Wat zijn de verschillende soorten glasvezelafsluitingen?
Glasvezelkabels fungeren als golfgeleiders voor licht, voornamelijk in high-speed datacommunicatie en om foto's naar video-apparatuur te verzenden. De kabels zijn gemaakt van glasvezels, meestal vervaardigd van silica, maar andere materialen kunnen ook worden gebruikt voor speciale doeleinden. Glasvezelafsluitingen vinden plaats aan het einde van een kabel waar deze wordt aangesloten op een apparaat of op een andere kabel. De verbinding van twee kabels wordt een las genoemd. Een glasvezelkabelaansluiting die aan een apparaat wordt bevestigd, wordt een connector genoemd.
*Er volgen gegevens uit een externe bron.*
PR #48, opened 2024-09-06
[Dataset]: Iterate through benchmark dataset once

parfeniukink:
issue: https://github.com/neuralmagic/guidellm/issues/44


parfeniukink:
@philschmid Hey there. Could you install the version of the branch `parfeniukink/issues/44` and tell me if works for you?

tests/unit/test_main.py
```diff
@@ -252,3 +252,54 @@ def test_generate_benchmark_report_cli_smoke(
     assert "Benchmarks" in result.output
     assert "Generating report..." in result.output
     assert "Benchmark Report 1" in result.output
+
```
markurtz, line 293: We should add in a test case here for the main pathway to ensure transformers/file dataset inputs work with the "dataset" max_requests type and they execute the expected number of requests

src/guidellm/request/transformers.py
```diff
@@ -1,9 +1,9 @@
 from pathlib import Path
 from typing import Optional, Union
 
-from datasets import (  # type: ignore  # noqa: PGH003
+from datasets import (
     Dataset,
-    DatasetDict,
+    DatasetDict,  # type: ignore  # noqa: PGH003
```
markurtz: With the mypy overrides added in, the type: ignore should be able to be removed now, correct?

markurtz (changes requested):
Looks good, minor NIT on removing typing overrides and we should add in a test case for the main pathway for this.

Two additional points on testing:
- For automation, we should add in a quick test to ensure for the sweep case that we looped the dataset correctly and on start of a new benchmark it is the first item from the dataset -- can be merged in with the previous main tests
- For manual, please validate locally that calling with a hugging face dataset as well as a simple local csv file (can download the csv from the files for the linked dataset) will work properly
    - Running a constant rate will execute the exact number of requests as in the dataset along with the first and last prompts sent matching the first and last in the dataset
    - Running a sweep with a smaller (10 prompt) csv file will properly cycle and each benchmark run starts with the same beginning prompt and ends with the end prompt

src/guidellm/request/transformers.py
parfeniukink: Oh, yeah!

philschmid:
Hey Guys, any idea on when we could get this merged?

markurtz (approved):

PR #51, opened 2024-09-09
FIX TGI example

philschmid:


philschmid:
@eldarkurtic made some error when creating it.

Issue #52, opened 2024-09-09
[bug] Model without system prompt fail


philschmid:
Hello, 

When trying to benchmark [google/gemma-2-9b-it](https://huggingface.co/google/gemma-2-9b-it) i ran into an issue. It seems like `guidellm` uses `[system](https://github.com/neuralmagic/guidellm/blob/f7947110ae1446ce765d6019cc4ab0a31d335923/src/guidellm/backend/openai.py#L109)` message to sent request, which leads to 
```bash
Template error: syntax error: System role not supported (in <string>:1)
```

I tried to change to `user` but this leads to `pydantic` validation errors. Trying to debug this but any pointers or help is appreciated.

philschmid:
Nope I worked from the fork i had and it worked, will confirm from `main`

philschmid:
Tested on commit works as well.

PR #53, opened 2024-09-09
Change default "role" from "system" to "user"

philschmid:
This is a PR for #52. I am not sure if there are other implications but with that change it works for Gemma 2 9b IT.


markurtz (approved):
Looks good, thanks for the contribution @philschmid!

PR #60, opened 2024-09-12
38 guidance reportjson from default flow is very large

parfeniukink:


parfeniukink:
@markurtz Could you provide fields that we are going to expose in the output CSV file?

markurtz:
Closing this out as the core is now provided in #91. We'll include further fixes for the report generation types in a later PR / scope

PR #66, opened 2024-11-04
Multimodal

anmarques:
This PR adds support for benchmarking multimodal models.

It mostly extends existing infrastructure to add support to requests containing images. For emulated requests it downloads images from an illustrated version from Pride and Prejudice and randomly selects from them.

The load_images logic is currently limited to download from url. It should be extended to HF datasets or local files in the future.


rgreenberg1:
This is image models only right? text-to-image only?

sjmonson:
Obsolete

Kabels worden in twee soorten vervaardigd. Single-mode kabel is over het algemeen een lange-afstandskabel, is dunner en is moeilijker om mee te werken, maar hij laat licht beter door en is in staat tot een hogere doorvoer. Multi-mode kabel is dikker en wordt vooral gebruikt in toepassingen op korte afstand zoals computernetwerken in gebouwen. De glasvezelaansluitingen voor beide soorten kabels zijn vergelijkbaar, maar de meeste aansluitingen voor single-mode kabels vinden plaats in een fabriek, terwijl multi-mode-aansluitingen vaak in het veld plaatsvinden.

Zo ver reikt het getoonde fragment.